Then, maybe 2 nights ago, there was a power outage during the night, and things started to act up. Right now, after I reinstalled through the "pihole -r" command, and afterward selecting the "wait for network to start" option, I was able to get my eth0 to get the IP address correctly at startup.

However, not all is smooth. After some time with low volume, or idling, connectivity to Pihole dies. I get constant "connection refused" errors whenever I try to access the web UI /admin (through IP, pi.hole, or my network name translation). SSH also refuses to connect through any means.

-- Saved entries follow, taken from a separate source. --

PR #8227, opened 2025-10-15
feat(ci): Add workflow to flag future-dated blog posts

sozua:
## Description

Adds a GitHub Actions workflow that scans PR blog posts for future publish dates and keeps an automated review comment updated, with tests covering both the detector and formatter.

## Validation

- [Example with one blog post](https://github.com/sozua/nodejs.org/pull/7)
- [Example with multiple blog posts](https://github.com/sozua/nodejs.org/pull/6)
- [Example with a post that was fixed](https://github.com/sozua/nodejs.org/pull/8)
- The JS code also have unit tests with 100% code coverage

## Related Issues

- #7845 

### Check List

### DIFF
--- a/.github/workflows/check-post-publish-date.yml
+++ b/.github/workflows/check-post-publish-date.yml
@@ -1,10 +1,10 @@
 # Security Notes
-# This workflow uses `pull_request_target`, so will run against all PRs automatically (without approval), be careful with allowing any user-provided code to be run here
+# This workflow uses `pull_request`, so will run against PRs in their own context; be careful with allowing any user-provided code to be run here
 # Only selected Actions are allowed within this repository. Please refer to (https://github.com/nodejs/nodejs.org/settings/actions)
 # for the full list of available actions. If you want to add a new one, please reach out a maintainer with Admin permissions.
 # REVIEWERS, please always double-check security practices before merging a PR that contains workflow changes!!
 # AUTHORS, please only use actions with explicit SHA references, and avoid using `@master` or `@main` references or `@version` tags.
-# MERGE QUEUE NOTE: This workflow runs on both `pull_request_target` and `merge_group` to ensure blog post dates are validated before merging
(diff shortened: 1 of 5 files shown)


avivkeller (changes requested):
A few concerns:
- Firstly, I don't really think this is needed, but I won't block given that others may like this
- This is quite a large and complex PR for something that can probably be very simple. We can probably just use a RegEx / dependency to get the date, and check if it's in the future, and do all other processing in the workflow itself.
- Is there a lint plugin that'll do this for us? Can one be made instead?

MattIPv4 (changes requested):
++ to Aviv's concerns.

I'm not sure I understand why we particularly need this, has this been an issue where future dates posts have been merged in the past? And even if we do need this, over 1,000 LoC to check some dates seems very excessive and smells like it'll be a maintenance burden down the line?

avivkeller:
> has this been an issue where future dates posts have been merged in the past?

It happened once, but IMO it's the responsibility of the author to ensure that doesn't happen, not ours.

I've added the original issue to the agenda for discussion.

sozua:
Hi guys! First off, thanks for the review and for being so quick!

About the PR size/complexity: I agree - I think it can definitely be simplified into something much smaller since it isnt something that happens very often. I ended up misunderstanding the requirements from that discussion.

I liked the suggestions, and i think the idea of creating a plugin to trigger eslint warnings locally based on the front-matter metadata could work. If that sounds good, I can try work on this solution in the next hours and update this PR when done. What do you think, @avivkeller?

avivkeller:
That's definitely a step in the right direction, but I've added the original issue to our agenda to discuss whether this is really needed.

Nevertheless, you certainly put a lot of effort here, and we are extremely grateful.

sozua:
> That's definitely a step in the right direction, but I've added the original issue to our agenda to discuss whether this is really needed.
> 
> Nevertheless, you certainly put a lot of effort here, and we are extremely grateful.

Ok! I'll wait for the discussion and I'm excited to help if needed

Name translation happens in an unstable way too on the rest of the network. I can barely use unraid to search for updates on its docker machines, with warnings that the lists couldn't be retrieved, due to name translation failure.

I've noticed that if I wait several minutes (5-10?), eventually connectivity seems to be re-established.

Expected Behaviour:

Name translation and network connection to remain stable throughout the day. Access to the web page and SSH to be available at all times.

Actual Behaviour:

After some minutes of low volume/idling, whenever I try to access the Pihole remotely, or do name translations, it completely stops working with "connection refused" errors when accessing its UI or through SSH. Name translation to the outside seems a bit more stable, although it fails sometimes.

Workaround:

Currently, if I go directly to my RPI, and do a ping to the network devices, normal behavior resumes, until a new "timeout" of sorts happens again. Whenever I try to ping my unraid server, or my desktop, it takes up to 10s to start pinging, but when it does, it has very low latency, and this is what causes normal behavior to resume.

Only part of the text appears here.